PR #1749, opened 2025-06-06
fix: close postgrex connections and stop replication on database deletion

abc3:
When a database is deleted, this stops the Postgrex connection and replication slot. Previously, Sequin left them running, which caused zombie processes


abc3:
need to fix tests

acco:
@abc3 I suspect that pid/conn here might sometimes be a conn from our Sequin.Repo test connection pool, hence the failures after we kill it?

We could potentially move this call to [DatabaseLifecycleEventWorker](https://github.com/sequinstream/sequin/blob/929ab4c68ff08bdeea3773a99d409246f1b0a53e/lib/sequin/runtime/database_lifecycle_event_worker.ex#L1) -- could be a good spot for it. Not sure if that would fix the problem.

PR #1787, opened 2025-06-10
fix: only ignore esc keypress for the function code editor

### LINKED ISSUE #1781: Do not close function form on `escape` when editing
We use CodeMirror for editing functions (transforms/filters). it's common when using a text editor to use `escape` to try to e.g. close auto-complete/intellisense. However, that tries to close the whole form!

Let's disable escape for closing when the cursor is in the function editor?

Directions for this task
From the records above, quote only the lines running from the line with "we kill it?" to the line with "PR #1787, opened 2025-06-10", both lines included.

Solution to the problem
@abc3 I suspect that pid/conn here might sometimes be a conn from our Sequin.Repo test connection pool, hence the failures after we kill it?

We could potentially move this call to [DatabaseLifecycleEventWorker](https://github.com/sequinstream/sequin/blob/929ab4c68ff08bdeea3773a99d409246f1b0a53e/lib/sequin/runtime/database_lifecycle_event_worker.ex#L1) -- could be a good spot for it. Not sure if that would fix the problem.

PR #1787, opened 2025-06-10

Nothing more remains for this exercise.